** What to do **
Please show each line of the listing where "parameter" is present.

== Segment start ==

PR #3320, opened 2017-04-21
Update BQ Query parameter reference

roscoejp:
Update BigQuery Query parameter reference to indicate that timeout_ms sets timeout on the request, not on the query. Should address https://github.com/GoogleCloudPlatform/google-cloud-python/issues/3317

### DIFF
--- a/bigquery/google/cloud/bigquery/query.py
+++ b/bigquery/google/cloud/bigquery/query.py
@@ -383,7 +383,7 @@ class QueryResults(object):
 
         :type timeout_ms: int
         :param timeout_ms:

== Segment end ==

** Written solution **
Update BQ Query parameter reference
Update BigQuery Query parameter reference to indicate that timeout_ms sets timeout on the request, not on the query. Should address https://github.com/GoogleCloudPlatform/google-cloud-python/issues/3317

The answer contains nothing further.